Too often, Church officials failed to live up to their role as spiritual leaders. For example, priests, monks, and nuns made vows, or solemn promises, not to marry or have children. Yet many broke these vows. Others seemed to ignore Christian values. Church leaders often behaved like royalty instead of God’s servants. For example, the popes, and many cardinals and bishops, were extremely wealthy and powerful.

People were also troubled by the way many Church officials raised money to support the church. One method was the practice of selling indulgences. An indulgence is a release from punishment for sins. During the Middle Ages, the Church granted indulgences in return for gifts to the Church and good works. People who received indulgences did not have to perform good deeds to make up for their sins. Over time, popes and bishops began selling indulgences as a way of raising money. This practice made it seem that people could buy forgiveness for their sins. Many Catholics were deeply disturbed by the abuse of indulgences.

The Church also sold offices, or leadership positions. This practice is called simony. Instead of being chosen based on their merit and accomplishments, buyers simply paid for their jobs. Buying an office was worthwhile because it could be a source of income. Often, people acquired multiple offices in different places without actually going there to perform their duties.

People questioned other practices as well. Some clergy charged pilgrims to see holy objects, such as the relics of saints. In addition, all Catholics paid taxes to the Church. Many people resented having to pay taxes to Rome as well as to their own governments.

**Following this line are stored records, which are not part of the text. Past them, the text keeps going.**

PR #1409, opened 2019-06-24
Improve SSE failure retry logic.

### LINKED ISSUE #1282: Widget update still not fully reliable
Even now that SSE is implemented in app, unfortunately, it looks like the refresh of widget is still not yet fully reliable. Sometimes, I need to reopen a page to have the correct widget states.

Last aap store version.

maniac103:
Don't waste time with retries on closed connection, and retry SSE
instead of falling back to long polling.

May fix #1282

### DIFF
--- a/mobile/src/main/java/org/openhab/habdroid/ui/activity/PageConnectionHolderFragment.kt
+++ b/mobile/src/main/java/org/openhab/habdroid/ui/activity/PageConnectionHolderFragment.kt
@@ -411,11 +411,16 @@ class PageConnectionHolderFragment : Fragment(), CoroutineScope {
             }
         }
 
-        internal fun handleSseSubscriptionFailure() {
-            Log.w(TAG, "SSE processing failed for $url, using long polling")
-            eventHelper = null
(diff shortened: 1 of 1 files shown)


mobile/src/main/java/org/openhab/habdroid/ui/activity/PageConnectionHolderFragment.kt
```diff
@@ -411,11 +411,16 @@ class PageConnectionHolderFragment : Fragment(), CoroutineScope {
...
         }
 
-        internal fun handleSseSubscriptionFailure() {
-            Log.w(TAG, "SSE processing failed for $url, using long polling")
-            eventHelper = null
-            if (longPolling) {
-                load()
+        internal fun handleSseSubscriptionFailure(sseUnsupported: Boolean) {
+            if (sseUnsupported) {
+                Log.w(TAG, "SSE processing failed for $url, using long polling")
```
mueller-ma: "SSE unsupported for ..."?

Issue #1326, opened 2019-04-27
Render switch with mappings as selection


mueller-ma:
### Is your feature request related to a problem? Please describe.
Sometimes a switch with a lot of mappings cannot be displayed in one line. The user could shorten the labels, but we cannot expect the user to create multiple versions of the same sitemap for a small phone, a tablet and BasicUI on PC.

### Describe the solution you'd like
Check if the section switch is wider than the screen. If so, render it as selection widget instead.

PR #1410, opened 2019-06-24
Always use item options instead of mappings if available.

### LINKED ISSUE #1281: Switch widget with dynamic options
The app is not handling correctly the switch widget with dynamic options.

It handles static options with mappings defined in the sitemap by displaying a button for each mapping.

In case of dynamic options, it should display a button for each option too. Of course, it should do it only if the number of options is low. In Basic UI and Classic UI, the limit is set to 4 options (4 buttons). If there are 5 options or more, the widget is rendered as a simple switch.

Current behavior: dynamic options are ignored and a simple switch is displayed.

maniac103:
Closes #1281


maniac103:
We may want to rework the segmented switch button layout before doing this, though ... it doesn't deal well at all with the options being larger than the available space.

mueller-ma:
> We may want to rework the segmented switch button layout before doing this, though ... it doesn't deal well at all with the options being larger than the available space.

#1326?

Which binding do you use to generate the dynamic options?

maniac103:
Yeah, that. I'm using the Squeezebox binding.

mueller-ma:
@lolodomo Do you want to review this?
@maniac103 Can you rebase this?

maniac103:
@mueller-ma Done.

mueller-ma:
@maniac103 RTM? I didn't find a binding that has this feature and requires no hardware.

maniac103:
@mueller-ma Taking aside the switch button layout, which has #1326, yes, IMHO it is.

PR #1563, opened 2019-09-30
Improve preference activity startup time

maniac103:
Creating the shared prefs instance is an operation that isn't trivial
(takes ~50ms on a OnePlus 6), so avoid doing it over and over again.

### DIFF
--- a/mobile/src/main/java/org/openhab/habdroid/core/OpenHabApplication.kt
+++ b/mobile/src/main/java/org/openhab/habdroid/core/OpenHabApplication.kt
@@ -13,13 +13,32 @@
 
 package org.openhab.habdroid.core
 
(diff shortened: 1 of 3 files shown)


maniac103:
I widened the scope to include other performance enhancement fixes for the pref activity.

mueller-ma:
> Creating the shared prefs instance is an operation that isn't trivial

Same applies to `Context.getPrefs()`, right?

maniac103:
> Same applies to Context.getPrefs(), right?

No, as the result of `Context.getSharedPreferences` is cached: https://android.googlesource.com/platform/frameworks/base/+/refs/heads/android10-release/core/java/android/app/ContextImpl.java#451

PR #1564, opened 2019-09-30
Update OkHttp to latest version.

maniac103:
Update to latest version in 3.12.x series, as we don't want to bump min
required SDK version at this point.


maniac103:
Dependabot likely only tracks the newest version in the main branch.

PR #1565, opened 2019-09-30
Fix HTTP response body leaks.

### LINKED ISSUE #1560: HTTP response body leak
Latest git master as of today yields the following in logcat:
```
09-28 21:15:35.086 12666 22297 W System  : A resource failed to call response.body().close(). 
09-28 21:15:35.086 12666 22297 I chatty  : uid=10211(org.openhab.habdroid) OkHttp Connecti identical 6 lines
09-28 21:15:35.086 12666 22297 W System  : A resource failed to call response.body().close(). 
```

I'll investigate this...

maniac103:
Fixes #1560

### DIFF
--- a/mobile/src/main/java/org/openhab/habdroid/util/HttpClient.kt
+++ b/mobile/src/main/java/org/openhab/habdroid/util/HttpClient.kt
@@ -128,7 +128,7 @@ class HttpClient constructor(private val client: OkHttpClient, baseUrl: String?,
 
                 when {
                     !response.isSuccessful -> {
-                        body?.let { it.close() }
+                        body?.close()
                         cont.resumeWithException(
                             HttpException(call.request(), url, response.message(), response.code()))
                     }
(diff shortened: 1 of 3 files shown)


maniac103:
Need to additionally update OkSse here: https://github.com/heremaps/oksse/issues/17

mobile/src/main/java/org/openhab/habdroid/util/HttpClient.kt
```diff
@@ -128,6 +128,7 @@ class HttpClient constructor(private val client: OkHttpClient, baseUrl: String?,
 
                 when {
                     !response.isSuccessful -> {
+                        body?.let { it.close() }
```
mueller-ma:
```suggestion
                        body?.close()
```

maniac103: Fixed, not sure what I was thinking.

Issue #1558, opened 2019-09-27
User name and password settings are reset when opening


mueller-ma:
### Actual behaviour
When opening the user name or password prefs, an empty EditPrefs is shown.

### Expected behaviour
When opening the user name or password prefs, the EditPrefs should be filled with the current values.

### Steps to reproduce
1. Set user name
2. Close app
3. Open settings
4. The correct value is shown as summary
5. When clicking on the pref, an empty EditPrefs is shown.

#### Client
* App version :  2.8.26-beta

PR #1566, opened 2019-10-01
Fix CustomInputType issue #1558

VMadalin:
### Description
https://github.com/openhab/openhab-android/issues/1558

### Overview
By default the `getDefaultSharedPreferences` is used for set-up correctly the stored values like on `sendDeviceInfoPrefix` preference. But the problem starts when you want to work with different `SharedPreferences` in this case `getSecretPrefs`, and it's require to set it manually 

untitled

### DIFF
--- a/mobile/src/main/java/org/openhab/habdroid/ui/preference/CustomInputTypePreference.kt
+++ b/mobile/src/main/java/org/openhab/habdroid/ui/preference/CustomInputTypePreference.kt
@@ -22,6 +22,7 @@ import androidx.core.os.bundleOf
 import androidx.fragment.app.DialogFragment
 import androidx.preference.EditTextPreference
 import androidx.preference.EditTextPreferenceDialogFragmentCompat
+import org.openhab.habdroid.R
 
 class CustomInputTypePreference constructor(context: Context, attrs: AttributeSet) :
     EditTextPreference(context, attrs) {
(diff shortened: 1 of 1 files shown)


maniac103:
Thanks for this patch. I want to dig into this a bit more though, as it feels like a big shortcoming in the preference framework if this really is required, so @mueller-ma please hold off merging this for now.

maniac103:
I'd expect the text to be loaded via [1], whose implementation is [2], which in turn is populated via [3], which is populated from [4]. The latter loads from data store (instead of shared prefs) if present, so IMHO we must be missing something here.

[1] https://android.googlesource.com/platform/frameworks/support/+/refs/heads/androidx-master-dev/preference/preference/src/main/java/androidx/preference/EditTextPreferenceDialogFragmentCompat.java#49
[2] https://android.googlesource.com/platform/frameworks/support/+/refs/heads/androidx-master-dev/preference/preference/src/main/java/androidx/preference/EditTextPreference.java#95
[3] https://android.googlesource.com/platform/frameworks/support/+/refs/heads/androidx-master-dev/preference/preference/src/main/java/androidx/preference/EditTextPreference.java#106
[4] https://android.googlesource.com/platform/frameworks/support/+/refs/heads/androidx-master-dev/preference/preference/src/main/java/androidx/preference/Preference.java#1676

maniac103:
https://github.com/openhab/openhab-android/pull/1568 is my take on fixing this.

VMadalin:
@maniac103 Absolutely agree with you, the approach is quite better and more clean. So strange behaviour and thank you for report issue to google. I close this PR

PR #1568, opened 2019-10-02
Correctly initialize editor prefs with custom data store.

### LINKED ISSUE #1558: User name and password settings are reset when opening

maniac103:
When using editor prefs with a custom data store, the initial data load
happens before assigning the data store and thus too early. Re-do the
initialization when assigning the data store to fetch the content from
the correct place.

Fixes #1558


maniac103:
Created a bug report for that: https://issuetracker.google.com/issues/141918360

PR #1569, opened 2019-10-02
Fix lock prompt on API 28+

### LINKED ISSUE #1525: Lock screen not working on Android Q
The current logic behind the lock screen is:
Open the Android lock screen in `onStart()` if needed. The lock screen is full screen, so nothing of the openHAB activity is shown. If canceled, Android call openHAB activity's `onStart()` again and the lock screen is shown again.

Political Conflicts with European Rulers

Map of the city of Rome, showing an allegorical figure of Rome as a widow in black mourning the Avignon Papacy. / Wikimedia Commons

In the Middle Ages, the pope became a powerful political figure, as well as a religious leader. The Church also accumulated vast wealth. Its political and economic power presented a problem for monarchs, because the Church claimed that its clergy were independent of political rulers’ control.

As monarchs tried to increase their own power, they often came into conflict with the pope. They quarreled with the pope over Church property and the right to make appointments to Church offices. Popes also became involved in other political conflicts. These disputes added to the questioning of the pope’s authority. At times, the conflicts damaged the Church’s reputation.

One dramatic crisis unfolded in France in 1301. When King Philip IV tried to tax the French clergy, the pope threatened to force him out of the Church. In response, soldiers hired by the king kidnapped the pope. The pope was soon released, but he died a few weeks later.

The quarrel with the king ended under Pope Clement V. In 1309, Clement moved his headquarters from Rome to the French city of Avignon. He appointed 24 new cardinals during his reign, 22 of whom were French. The next six popes also lived in Avignon and named still more French cardinals. Many Europeans believed that France’s kings now controlled the papacy, or the office of the pope. As a result, they lost respect for the pope as the supreme head of the Church.

An even worse crisis developed after Pope Gregory XI moved the papacy back to Rome in 1377. In 1378, Gregory died, and an Italian was elected pope. The new pope refused to move back to Avignon. A group of cardinals, most of them French, left Rome and elected a rival pope. The Church now had two popes, one in Rome and one in Avignon. Later, a Church council elected a third pope. Each pope claimed to be the real head of the Church.

This division in the Church is called the Great Schism. For nearly 40 years, the various lines of popes denounced each other as impostors. Catholics were divided and confused. The Great Schism lessened people’s respect for the papacy and sparked calls for reform.